RCGA hire hopes for a mentality of abundance in St. Louis
As Dick Fleming prepares to leave the St. Louis Regional Chamber & Growth Association, and his successor Joe Reagan gets ready to move to town from Louisville, they both took time to join us today on St. Louis on the Air. You can hear their entire conversation in the archives. In the meantime, here are some highlights from our conversation with Reagan:
On coming into St. Louis from the outside
It’s energizing. By nature, I’m a fairly entrepreneurial person. I love the challenge and the freshness of new beginnings. But also, as a family, we love to set down roots and to really get in to be part of the fabric of a community. We’ve been coming to St. Louis for years. I grew up in northern Illinois. We’ve been to St. Louis as a family and enjoyed it every time.
We’ve seen an evolution, more of a transformation, especially in the last ten years in the area of downtown: seeing the vibrancy, the young professionals, downtown living and amenities. We’re comfortable with the city and energized about the opportunity. And, it’s in my DNA. (I happen to be the descendant of Daniel Boone’s father. Daniel Boone’s brother was one of my great-great-great grandfathers. There is just a pathway that we take—from Kentucky to Missouri—just to try and help out if we can.)

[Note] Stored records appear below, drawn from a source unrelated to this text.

PR #1507, opened 2017-07-21
Fix PG 10 build, UNBOUNDED partitions now have different syntax

lithp:
Update code and tests to match the changes made in pg's d363d42

### DIFF
--- a/src/backend/distributed/utils/ruleutils_10.c
+++ b/src/backend/distributed/utils/ruleutils_10.c
@@ -5796,8 +5796,10 @@ get_rule_expr(Node *node, deparse_context *context,
 							Const	   *val;
 
 							appendStringInfoString(buf, sep);
-							if (datum->infinite)
-								appendStringInfoString(buf, "UNBOUNDED");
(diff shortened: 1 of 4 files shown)


onderkalaci:
Reflects the changes on the [commit](https://github.com/postgres/postgres/commit/d363d42bb9a4399a0207bd3b371c966e22e06bd3) went into postgres.

After updating the outputs of of pg 9.6 🚢 

(Also, you probably need to flush the cache for the `push` build to get the fresh master branch)

lithp:
Not sure what's happening here. It looks like the PR is tested using PG-10 source, but the branch is tested using the nightly package.  These two are out of date so one passes but the other fails. I guess we have to wait until this commit makes it into a nightly before we can merge?

lithp:
@onderkalaci okay, I restarted the build. It looks like they build packages more often than nightly! I was just a little too fast on this one, the package is updated now and the build passes. Any last objections before I merge?

lithp:
For future reference, here's the tree travis uses, these dates can tell you when the package was last updated: https://apt.postgresql.org/pub/repos/apt/dists/trusty-pgdg-testing/10/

On fragmentation and consolidation in Louisville
We in Louisville and this region stand at the forefront of the country in terms of our regional collaboration and cooperation. It takes time. It’d be interesting if you could just add water and stir and have trusting relationships. But that doesn’t happen overnight. It takes focusing on doing things together that you can’t do by yourselves. In Louisville, over a period of time, we looked at ways that we could do functional consolidations in the public sector, whether that is school districts or sanitary districts, or water companies, or transit. Then [we looked] at the Office of Economic Development—bringing the City and County offices together. Then [we looked] at tax sharing as a way of creating more of an abundance mentality, so [we were] looking more at how we could grow the pie together, ultimately leading to City/County merger.
That’s not the magic wand. There is no magic bullet in any of this. But what all of that consolidation did in the public sector (and also in the private sector—getting our act together and creating one strong Chamber of Commerce) all of that consolidation and unifying allowed us to be a much more effective regional partner.
We are at a bi-state region here. Our river is a little different; still mighty, but not the Mighty Mississippi. It’s the Ohio. I’m looking out my window right now at the great state of Indiana. I see more of Indiana every day than I do of Kentucky. So I know that’s a huge part of our economy. We’ve been able to unite this bi-state region in a very special way.
On public reaction to merger in Louisville
The new mayor just had a task force that went through and looked at the merger and there was a very exhaustive public polling process done [that showed] overwhelming support from the citizens and the business community, and community groups that this was the right thing to do and that working together has paid off in many ways: in revitalizing downtown, in bringing new industry and saving some industry. But there will always be in any community, and should always be in a pluralistic society, people who are not happy, people who have criticisms and point out the things that we missed. And that’s what makes you better and keeps you moving towards continuous improvement.
On opportunities and challenges in St. Louis
I think in St. Louis, it is our time. The world needs and wants what St. Louis offers. It needs the amazing, creative, and innovate economy that is in St. Louis’ DNA. When you think about what [UMSL], WUSTL, and SLU have done and how they have transformed St. Louis, and how higher education just permeates everything about St. Louis in my opinion. Looking at it, that’s what I saw—I saw a community that cares about higher education and higher education that cares about the community.
It has so many home grown, innovative companies that have started in the back of garages and ideas first and foremost in people’s minds that have sprouted to these large global companies.
St. Louis is also tackling some of the toughest problems that communities are facing throughout the world, and doing it with courage. What we need to focus on is that the world wants and needs what St. Louis offers. Will we choose an abundance mentality? Will we try to make more economic pie for the people of St. Louis and the entire region or will we adopt a scarcity mentality? Will we look for opportunities to unify and put energy towards gaining more jobs, protecting the jobs we have? As important as Louisville’s and St. Louis’ location are, it’s not longer location, location, location. It’s people, people, people, and making talent and being a welcoming, inclusive community. You can look at those as challenges or opportunities. Right now, I’m looking at those as opportunities.
On education and inclusion
What I’m most proud of about my time here at Greater Louisville Inc., is that we made educational attainment the number one priority for our economic development focus. Without quantum leaps in educational attainment across the whole spectrum of education, you really cannot be competing in a knowledge based economy. We have a long way to go here in Louisville, but that is felt in every corner. We are all moving toward one goal toward economic attainment....
The other thing is the focus that we’ve done on economic inclusion—really opening up the doors of the chamber to make sure that we’re being as welcoming as we can to people from all over our neighborhoods, as well as all over the world. When you get those two things right, the business success and the job creation really does start to build on itself.